而且,千真萬確,夷羊九眼睜睜地看見,一顆顆雞皮疙瘩像是雨後的春筍一般,彷彿聽得到聲音似地「嗶嗶剝剝」紛紛冒了出來。

「哧」的一聲大叫,夷羊九便直覺地將手上削了一半的山竽扔向半空,手上黏乎乎的,那奇癢之感卻越來越甚。

「胖……胖子!你個死胖子!」他氣急敗壞地大叫:「你拿了什麼東西來害我?」

那顆被他扔出的山芋在半空中划了一個弧圈,易牙嘻嘻一笑,便將那顆山芋接在手裡。

相較於夷羊九焦急暴跳的奇癢,易牙的手同樣沾上了山芋的黏汁,卻像是沒事人一般,什麼動靜也沒有。

開方和豎貂目瞪口呆地看著夷羊九跳來跳去,還不住地將手放在地上又抹又擦,卻還是沒辦法將那奇癢之感褪去。

這樣鬧了一會,易牙搖頭晃腦地走到籃子旁,拎出一顆帶皮的山芋,湊到夷羊九面前。

「咬它!」

夷羊九正被手上的癢感弄得心神不安,一看見那帶皮山芋,也來不及細想,便將它張口咬住。

山芋的外皮有些苦,還帶些土味,也不曉得是不小心還是故意,易牙還挑了顆挺大的,此刻夷羊九將它咬住,嘴巴張得老開,樣子變得又滑稽又好笑。

雖然咬住了那顆大山芋,夷學九卻仍然模模糊糊地發出聲音。

「你……你個死胖子……又來作弄我……」

易牙淡淡地笑道:「我作弄你嗎?真是好人難做。
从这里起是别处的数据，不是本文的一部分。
PR #42, opened 2020-06-04
feat(askscript): function type constructor

mhagmajer:
`fun(returnType, arg1Type, arg2Type, ..., argNType)`

Last argument can be rest in this case last argument is `true`:

`fun(string, array(number), true)` - same as `(s: string, ...numbers: number[])` in TypeScript

Examples
```
const myToString: fun(string, int) = fun(n:int): string {
  n:toString
}
```

- [ ] update documentation


czerwinskilukasz1:
This PR changes function type used in .ask files to a new syntax. 
I think the new syntax is confusing, e.g. `fun(int, int, int)` doesn't look like the a *2*-argument function.
Let's chat about this change.

czerwinskilukasz1:
Also, this PR goes beyond the priorities from our Roadmap. 
Let's focus on our current priorities before we discuss this syntax change.

mhagmajer:
> This PR changes function type used in .ask files to a new syntax.
> I think the new syntax is confusing, e.g. `fun(int, int, int)` doesn't look like the a _2_-argument function.
> Let's chat about this change.

@czerwinskilukasz1 I'm all for creating some syntax sugar to make it easier to use, see #49

czerwinskilukasz1:
@mhagmajer , is this PR ready for review?  I'd say no, because it links issue #49 , which is about a syntax sugar `(int, int) -> int`, but there is not such syntax introduced in your change. Instead you use the confusing `fun(int, int, int)`.
I'd convert it to a draft. Thoughts?

mhagmajer:
@czerwinskilukasz1 this is not the recommended syntax for function type. This is an implementation detail - all types need constructors which are function that result in the given type. Function is a type of value so we need a function constructor for it. We can then have additional syntax sugar for it.

Because types are not checked by runtime yet, I created this PR only for the tests to showcase the basic syntax for creating function types.

Examples of function constructors:

```
const a: int({ positive: true }) = 5

const b: fun(int, int) = fun (a: int): int { 5 }
```

czerwinskilukasz1:
> Because types are not checked by runtime yet, I created this PR only for the tests to showcase the basic syntax for creating function types.
> 
> Examples of function constructors:
> 
> ```
> const a: int({ positive: true }) = 5
> 
> const b: fun(int, int) = fun (a: int): int { 5 }
> 
> // possible syntax sugar:
> const c: (int) -> int = fun (a: int): int { 5 }
> ```

The [ticket description](https://github.com/xFAANG/askql/issues/49) as well as [your description in this PR](https://github.com/xFAANG/askql/pull/42#issue-427773793) and our discussion in this PR were  about a different feature than you mentioned today.

mhagmajer:
@czerwinskilukasz1 can you explain please? I meant this PR to introduce the generic function type constructor

czerwinskilukasz1:
> @czerwinskilukasz1 can you explain please? I meant this PR to introduce the generic function type constructor

Of course. The linked issue is about `(int, int) -> int syntax`:
image

czerwinskilukasz1:
> Last argument can be rest in this case last argument is `true`:
> 
> `fun(string, array(number), true)` - same as `(s: string, ...numbers: number[])` in TypeScript

I find `fun(string, array(number), true)` syntax complex and confusing. How about we add `...` to AskScript too?

mhagmajer:
@czerwinskilukasz1 all syntax sugars are useful to make writing code easier :)

PR #78, opened 2020-06-07
fix(askscript): update files after running tests and prettier

Tuhaj:


mhagmajer:
@Tuhaj are you sure that the right commit was included in this PR?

」他將手上那顆皮削一半的山芋輕輕放下,擦了擦手上的黏汁,「你的手呢?還癢嗎?」

夷羊九一愣,這才發現果然咬住那顆帶皮大山芋之後,手上的奇癢之感果然減輕不少。

他愣愣地張著大嘴,仍然不敢將山芋放開,生怕一個離開嘴巴,那種奇癢之感又要再次回來。

易牙看著他張大了口,一臉戒慎恐懼的扭曲模樣,笑得非常開心,過了半晌,才伸手過去將夷羊九日中咬住的山芋「波」一聲搞了下來。

夷羊九合起格支作響的下巴,心有餘悸地看著手上又是塵沙、又是山芋汁的黏乎乎模樣,愣愣地問道:「這又是怎麼一回事?你個死胖子難道下藥害我嗎?」

易牙呵呵地大獎。

「說你沒學問,還真沒冤枉你呢!沒聽過『山芋好咬人』嗎?削芋頭皮的時候,本就會有這樣的癢感,只要是做過芋頭菜的人,都知道有這樣一回事。」

「所以你每削一個山芋便要咬上一口,就是這樣的用意,只要咬上一口,就不會發癢了?」開方好奇地問道:「給小九止癢的時候,讓他咬一口山芋,那又是什麼樣的道理?」

「它敢咬你,那你就咬它嘛!」易牙笑道:「一物降一物,一報還一報,這道理不是再簡單不過了嗎?」他拎著那籃山芋,走過去開方和豎貂的面前,「兩位高手要不要試試?」

開方臉色微變,退了一步,方才夷羊九發癢時的慘狀,在他的腦海中記憶猶新,當然對這差使敬謝不敏。

易牙哈哈大笑,正要將過去嚇豎貂時,卻冷不防身後一緊,卻是夷羊九將滿手的塵土芋汁全數抹在易牙胖胖的屁股上。